Wednesday, February 24, 2010

How to Avoid the Slush Pile

I aim to find out tomorrow. So, title today should be How to Avoid the Slush Pile? And by Friday, with luck, my blog post will be Here's How to Avoid the Slush Pile!

The Writing Room's class, by that title [the former one] is tomorrow, Thursday, at 6:30.  The prolific, talented, and award-winning Jillian Weise will be teaching. If you're in the area, join us.

Info and how to register:

Jilllian Weise: How to Avoid the Slush Pile 
What happens to your manuscript when it arrives in the office of a magazine? Who reads it? What are they looking for? What are they appalled by? How do they make decisions about the work they publish? When can you expect to hear a response? This class will focus on the business side of creative writing, and give you a few Dos and Don’ts to help you navigate the publishing world. Instructor has worked on the editorial board of The Paris Review and currently works as an editor for The South Carolina Review.
Thursday Feb. 25
6:30- 8:30 pm
Innovate Building Conference Room,148 River St. Greenville
$25/ $20 Emrys members

About Jillian:
Jillian Weise's work has appeared in the Atlantic Monthly, Tin House and Washington Square, among other magazines. Her novel, The Colony, will be published in March. Her  books of poetry include Translating the Body (All Nations Press, 2006) and The Amputee's Guide to Sex (Soft Skull Press, 2007). A Creative Writing Fulbright Fellow in Argentina in 2007, she is currently an Assistant Professor at Clemson

Sunday, February 21, 2010

Writing Workshops at Earthfare start TODAY

Monthly Workshops: Out of Your Head and Onto the Pages 
These monthly writing workshops are designed to stimulate creativity and generate ideas for fiction and nonfiction. Short in-class writing exercises will inspire new work and deepen your writing. Come prepared to write in class, to share your exercises without fear or self-judgment, and above all, have some fun.  All levels, beginner to experienced.
Time: 2:00 - 4:00 pm
Dates: Sundays, Feb 21, March 21, April 18, May 2
Location: Earth Fare Community Room, 3620 Pelham Road, Greenville
Cost: $5 cash. Please pay at the door. 

Instructor:  Me! 
Hope to see you there...

Saturday, February 13, 2010


When it snows around these parts, we get excited.

Today, the landscape has changed.

The ground is fallow, winter exposes the bones of the garden.

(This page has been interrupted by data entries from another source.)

PR #2660, opened 2021-07-08
A string of cleanups as prep for computables-as-aliases

elprans:
See individual commits

### DIFF
--- a/edb/schema/delta.py
+++ b/edb/schema/delta.py
@@ -1112,7 +1112,7 @@ class CommandContext:
         self.backend_runtime_params = backend_runtime_params
         self.affected_finalization: Dict[
             Command,
-            List[Tuple[Command, ObjectCommand[so.Object], List[str]]],
+            List[Tuple[Command, AlterObject[so.Object], List[str]]],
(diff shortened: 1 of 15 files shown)


edb/schema/delta.py
```diff
@@ -2523,6 +2376,15 @@ def compile_expr_field(
             f'{cdn} {self.classname!r}'
         )
 
+    def get_dummy_expr_field_value(
+        self,
+        schema: s_schema.Schema,
+        context: CommandContext,
+        field: so.Field[Any],
+        value: Any,
+    ) -> Optional[s_expr.Expression]:
```
msullivan, line 2392: Maybe add a comment?

edb/schema/referencing.py
```diff
@@ -435,12 +440,6 @@ def get_top_referrer_op(
         return op
 
 
-class StronglyReferencedObjectCommand(
```
msullivan, line 438: Kind of happy to see this go

msullivan (approved):
Great cleanups!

But today the snow covers everything like a costume-- it all looks a little different today.

<--My friend in the shade garden, to the left, has a snow fro.

The gargoyles are shivering. None too happy with the cold. 
Waiting for spring.

. . .the cold of winter produces ice-flowers on the window-panes, which vanish with the warmth. Soren Kierkegaard 

 The good thing about fallow ground is that it's preparing for growth. I think the creative cycle is like need fallow time.

Wednesday, February 3, 2010

The Typewriter Blues

Does form dictate content?

Quills to fountain pens to typewriters to electric typewriters to word processors to laptops.

The writing instrument must affect how we think and write.

I can't imagine writing on a manual typewriter. Or-- let me rephrase that-- I can't imagine editing on a typewriter. My process is so fluid, that dancing cursor at the end of each word  pulses and guides like a wee fairy. Tinkerbell!

Some writers I know write in longhand, then type up their manuscript on a computer.

I take notes by hand sometimes-- but I usually have trouble reading my own handwriting.
Penmanship was never my thang, ya'll.

I wonder what and how we'll be writing 20 years from now. It boggles the noodle.

This is a picture of my grandmother's 1940-something Smith Corona manual typewriter. It is in pristine condition, as is the owner's manual. Alas, the ribbon is not. No ribbons anymore to buy and replace it. The typewriter, itself, can fetch a princely sum on Ebay.

So, for Christmas she got an electric typewriter. Yeah, I know. I didn't think they made electric typewriters either. But they do.

I spent the afternoon trying to figure the #$@! thing my grandmother could type her recipes and lists and sympathy notes. When you get 85, you write a lot of Sorry for Your Loss messages.

So we did figure it out finally...[that's her, in a practice run] It's  more complicated to use--with all its codes and keys-- than a computer, and I told her so.

She said she was too old to learn anyhing knew.